Funder: In this paradigm, the user that commissions the data creation claims ownership. There are two parties involved – one who pays for the creation of data and another that actually creates the data. The patron claims ownership because the work is being done on his or her behalf.

Decoder: In environments where information is "locked" inside particular encoded formats, the party that can unlock the information becomes an owner of that information (e.g., those that decode DNA sequences to isolate specific genes own the information).

Packager: The packager paradigm focuses on the party that collects information for a particular use and adds value through formatting the information for a particular market or set of consumers.

Reader as Owner: This is an interesting paradigm in that it implies that the value of any data that can be read is subsumed by the reader; therefore, the reader gains value through adding that information to an information repository.

The Subject as Owner: This paradigm revolves around the subject data ownership issues, such as personal privacy or image copyrights. The subject of the data claims ownership of that data, mostly in reaction to another party claiming ownership of the same data.

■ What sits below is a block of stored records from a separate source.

PR #420, opened 2017-06-09
Generate nameroot and nameext from basename

undu:
Here's the cleaner PR to fix https://github.com/common-workflow-language/cwltool/issues/268
Obsoletes https://github.com/common-workflow-language/cwltool/pull/338

### DIFF
--- a/cwltool/pathmapper.py
+++ b/cwltool/pathmapper.py
@@ -78,7 +78,7 @@ def normalizeFilesDirs(job):
             d["basename"] = os.path.basename(urllib.request.url2pathname(path))
 
         if d["class"] == "File":
-            if "nameroot" not in d:
+            if "nameroot" or "nameext" not in d:
                 split = d["basename"].rsplit(".", 1)
                 if split[0] == "" or len(split) == 1 or split[1] == "":
                     name_root = d["basename"]
@@ -86,6 +86,7 @@ def normalizeFilesDirs(job):
                 else:
                     name_root = split[0]
                     name_ext = split[1]
+
                 d["nameroot"] = name_root
                 d["nameext"] = name_ext
 
--- a/cwltool/pathmapper.py
+++ b/cwltool/pathmapper.py
@@ -77,6 +77,9 @@ def normalizeFilesDirs(job):
         if "basename" not in d:
             d["basename"] = os.path.basename(urllib.request.url2pathname(path))
 
+        if "nameroot" not in d:
+            d["nameroot"] = ('.').join(d["basename"].split('.')[:-1])  # for basenames like a.b.xyz
+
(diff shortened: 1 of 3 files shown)


undu:
I'm unsure on what the behaviour should be when only `nameroot` or `nameext` is set, not both.

Should it generate the value from `basename` disregarding the other one; should it try to play nice with the existing value of the other one; should it overwite the existing value because the algorithm knows what's the 'correct' value for both fields?

undu:
For clarification, right now the code (over)writes both from the calculated values to ensure that there are no inconsistencies between both.

tetron:
@undu yes, that's correct, the `nameroot` and `nameext` fields are supposed to be generated from basename, no the other way.

cwltool/pathmapper.py
```diff
@@ -77,6 +77,19 @@ def addLocation(d):
         if "basename" not in d:
             d["basename"] = os.path.basename(urllib.request.url2pathname(path))
 
+        if d["class"] == "File":
+            if "nameroot" or "nameext" not in d:
```
tetron: You can replace this with the line from draft2tool.py:

```f["nameroot"], f["nameext"] = os.path.splitext(f["basename"])```

File: tests/test_examples.py [hunk 2]
```diff
@@ -209,12 +209,16 @@ def loadref(base, p):
 
         self.assertEquals([{
             "basename": "bar.cwl",
+            "nameroot": "bar",
             "class": "File",
+            "nameext": "cwl",
```
tetron: From the spec:

```The basename root such that nameroot + nameext == basename, and nameext is empty or begins with a period and contains at most one period. For the purposess of path splitting leading periods on the basename are ignored; a basename of .cshrc will have a nameroot of .cshrc.```

So nameext in this example should be `.cwl`

File: cwltool/pathmapper.py (hunk 1 above)
Comment (undu) [inline cwltool/pathmapper.py]: Didn't know there was a function that did it out of the box, it's changed now.

File: tests/test_examples.py (hunk 2 above)
Comment (undu) [inline tests/test_examples.py]: All the tests have been changed to conform to `os.path.splitext`.

File: cwltool/pathmapper.py (hunk 1 above)
Comment (tetron) [inline cwltool/pathmapper.py]: You can also remove the conditional.  As mentioned earlier we can set `nameroot` and `nameext` unconditionally.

Purchaser/Licenser as Owner: Similar to the funder paradigm, the individual or organization that buys or licenses data may stake a claim to ownership.

The concept of data ownership is quite complicated, yet establishing roles and responsibilities associated with exploiting information value completely revolves around the ownership issue. One of the most interesting descriptions of data ownership comes from one of my colleagues, Sid Adelman. In reference to the quality of data, Sid advises that the data owner is the one who can determine just how clean the data needs to be and has the authority to prioritize the cleansing effort.